Yürümeye başladık nereye gittiğimizi sordum fakat aldığım cevap ' sanane '
oldu. Baya bir yol yürümüştük en sonunda bir alışveriş mağzasına girdik. Beni kolumdan çekiştirip sırayla mağzalara girdirdi. Birsürü kıyafet denedi hepsini alabilirdi ama o en son giydiği Superman kostümünden sonra onunla tanışmıyormuşuz gibi yapıp mağzayı terk ettim. Başka bir yere girmiştik bu sefer ki kadın mağzasıydı kendime bir şeyler bakıyordum ki Egemen elinde tuttuğu siyah kıyafetle yanıma geldi ve 'bunu dene' dedi. Israrı üzerine girip denedim aslında zevki kötü değildi kıyafet tam üstüme göre olmuştu. Yanına geldiğim de baştan aşşağı süzdü ve
'- Bunu alalım.' dedi.Sonunda alıp çıkmıştık. Eğlence bölümüne girdik. Eline bir silah alıp karşıdaki hedefleri vurmaya çalıştı fakat hiçbirini vuramamıştı. Bu ne eziklik der gibi bir bakış attım.
'- Silahı bozmuşlar oynanmıyor.' dedi Egemen ve hiç bozuntuya vermeden oyunu bırakıp yürümeye başladı.

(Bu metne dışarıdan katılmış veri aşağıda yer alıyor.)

PR #290, opened 2021-03-01
Remove the extra delay in storage integration test on mobile.

jonsimantov:
This delay broke the Storage integration test on mobile, though it helps with flakes on desktop.


DellaBitta (approved):
Is there a ticket associated with this that we can reference?

DellaBitta:
Also it would be nice if the description detailed why this change was made.  You know, for the archives.

jonsimantov:
> Is there a ticket associated with this that we can reference?

No ticket, should I add one retroactively?

PR #291, opened 2021-03-01
[RemoteConfig]Update desktop rest unit test

cynthiajoan:
[RemoteConfig] Update rest unit test and remove nanopb dependency


remote_config/CMakeLists.txt
```diff
@@ -181,4 +170,4 @@ if(FIREBASE_CPP_BUILD_TESTS)
 endif()
 
 cpp_pack_library(firebase_remote_config "")
-cpp_pack_public_headers()
+cpp_pack_public_headers()
```
DellaBitta, line 173: Could you add a newline here?

remote_config/src/desktop/remote_config_request.h
```diff
@@ -21,12 +21,20 @@
 #include "remote_config/request_generated.h"
 #include "remote_config/request_resource.h"
 
+#ifdef FIREBASE_TESTING
+#include "testing/base/public/gunit.h"
+#endif  // FIREBASE_TESTING
+
```
DellaBitta, line 27: Intrigued. I don't know if I've seent his before.  Is this a standard practice?

remote_config/src/desktop/remote_config_request.h
```diff
@@ -82,4 +94,4 @@ class RemoteConfigRequest
 }  // namespace remote_config
 }  // namespace firebase
 
-#endif  // FIREBASE_REMOTE_CONFIG_CLIENT_CPP_SRC_DESKTOP_REMOTE_CONFIG_REQUEST_H_
+#endif  // FIREBASE_REMOTE_CONFIG_CLIENT_CPP_SRC_DESKTOP_REMOTE_CONFIG_REQUEST_H_
```
DellaBitta, line 97: Add a newline.

remote_config/src/desktop/remote_config_response.cc
```diff
@@ -101,4 +104,4 @@ void RemoteConfigResponse::MarkCompleted() {
 
 }  // namespace internal
 }  // namespace remote_config
-}  // namespace firebase
+}  // namespace firebase
```
DellaBitta, line 107: Newline

remote_config/src/desktop/remote_config_response.cc
```diff
@@ -90,6 +90,9 @@ Variant RemoteConfigResponse::GetEntries() { return entries_; }
 // Mark the response completed for both header and body.
 void RemoteConfigResponse::MarkCompleted() {
   ResponseJson::MarkCompleted();
+  if (strlen(GetBody()) == 0) {
```
DellaBitta, line 93: Since no other lines of code use GetBody() in this function, but instead call into flatbuffers, I think it's worth writting a comment above this line to describe why this is a shortcut out of the function.

remote_config/src/desktop/request.fbs
```diff
@@ -34,4 +35,4 @@ table Request {
   analyticsUserProperties:string;
 }
 
-root_type Request;
+root_type Request;
```
DellaBitta, line 38: Newline.

remote_config/src/desktop/rest.cc
```diff
@@ -152,72 +149,33 @@ void RemoteConfigREST::SetupRestRequest(
       app_instance_id_token_);  // TODO(cynthiajiang) change to installations
 
   rc_request_.SetPlatformVersion("2");
+  std::string locale = firebase::internal::GetLocale();
+  if (locale.length() != 0) {
+    rc_request_.SetLanguageCode(locale);
+    rc_request_.SetCountryCode(
+        locale.substr(0, 2));  // get country code from locale
```
DellaBitta, line 156: How sure are we that language codes returned here are 2 characters long.  Standard language codes may be longer.  [For instance](https://www.google.com/search?q=locale+country+codes&oq=locale+country+code).

remote_config/src/desktop/rest.cc
```diff
@@ -269,4 +227,4 @@ uint64_t RemoteConfigREST::MillisecondsSinceEpoch() {
 
 }  // namespace internal
 }  // namespace remote_config
-}  // namespace firebase
+}  // namespace firebase
```
DellaBitta, line 230: Newline

remote_config/src/desktop/rest.h
```diff
@@ -162,4 +143,4 @@ class RemoteConfigREST {
 }  // namespace remote_config
 }  // namespace firebase
 
-#endif  // FIREBASE_REMOTE_CONFIG_CLIENT_CPP_SRC_DESKTOP_REST_H_
+#endif  // FIREBASE_REMOTE_CONFIG_CLIENT_CPP_SRC_DESKTOP_REST_H_
```
DellaBitta, line 146: Newline.  Maybe your editor has a setting?

remote_config/src/desktop/rest_fake.cc
```diff
@@ -70,4 +65,4 @@ uint64_t RemoteConfigREST::MillisecondsSinceEpoch() { return 0; }
 
 }  // namespace internal
 }  // namespace remote_config
-}  // namespace firebase
+}  // namespace firebase
```
DellaBitta, line 68: Newline

DellaBitta (changes requested):

remote_config/src/desktop/remote_config_response.cc
jonsimantov: It's also faster not to strlen() the whole body in case it's quite large. Just check if GetBody()[0] == '\0'.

Dondurma alıp dışarı çıktık. Ben tam dondurmanın tadına bakacakken kafamı itekleyerek burnumu dondurmayla birleştirdi ve gülmeye başladı. Elimdeki dondurmayı alarak hepsini yüzüne yapıştırdım , artık ikimizde gülüyorduk. Hava kararmak üzereydi lunaparka geldik. Birsürü basit gözüken korku dolu alet vardı. Sonunda birine bindik Egemen bebek oyuncağı gibi artist bir şekilde konuşmaya başladı. Ona inanmıştım ki bu inancım aletin hızlanmasıyla son buldu. Az önceki artist çocuk gitmiş yerine sadece bağıran bir çocuk gelmişti. Tepkisiz bir şekilde onu izliyordum. Biran sesini kesti sanırım içinden bildiği tüm duaları okuyordu. Sonunda inmiştik hiçbir şey olmamış gibi gülüp
'- Çok eğlenceliydi.' dedi Egemen sanki az önce ölene kadar bağıran benmişim gibi.
Son olarak dönme dolaba binmek istedi. Bindik ve yükselmeye başladık ikimiz de sadece dışarıyı izliyorduk. En tepeye çıktığımız da korktum ve Egemene yaklaşıp kolundan tuttum. Yükseklik korkum vardı ve emir kulu olarak binmek zorundaydım.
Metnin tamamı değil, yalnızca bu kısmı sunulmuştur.